What you are asked to do >> What lines of the material below hold the string "make"? Copy them out.

--- Records provided Enclosed Below ---

Issue #4087, opened 2025-03-03
BUG: Unable to import slepc4py in docker containers


jrmaddison:
**Describe the bug**
SLEPc seems to be built but not installed.

**Steps to Reproduce**
In firedrake:latest, firedrake-vanilla-default:latest, or firedrake-vanilla-complex:latest
```
>>> import slepc4py
Traceback (most recent call last):
  File "<stdin>", line 1, in <module>
ModuleNotFoundError: No module named 'slepc4py'
```

PR #4091, opened 2025-03-03
Install slepc4py into vanilla container and tidy up test suite

connorjward:
We were previously skipping SLEPc tests because the skip statements were not conditional on CI running.

Fixes https://github.com/firedrakeproject/firedrake/issues/4087

# Description

### DIFF
--- a/.github/workflows/build.yml
+++ b/.github/workflows/build.yml
@@ -58,7 +58,7 @@ jobs:
           python3 ../firedrake-repo/scripts/firedrake-configure \
             --arch ${{ matrix.arch }} --show-petsc-configure-options | \
             xargs -L1 ./configure --with-make-np=12
-          make
+          make PETSC_DIR=${{ github.workspace }}/petsc PETSC_ARCH=arch-firedrake-${{ matrix.arch }}
           make check
           echo "PETSC_DIR=${{ github.workspace }}/petsc" >> "$GITHUB_ENV"
           echo "PETSC_ARCH=arch-firedrake-${{ matrix.arch }}" >> "$GITHUB_ENV"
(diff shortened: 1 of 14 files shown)


pyproject.toml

--- End of Enclosed Records provided ---

Your response >>
             xargs -L1 ./configure --with-make-np=12
-          make
+          make PETSC_DIR=${{ github.workspace }}/petsc PETSC_ARCH=arch-firedrake-${{ matrix.arch }}
           make check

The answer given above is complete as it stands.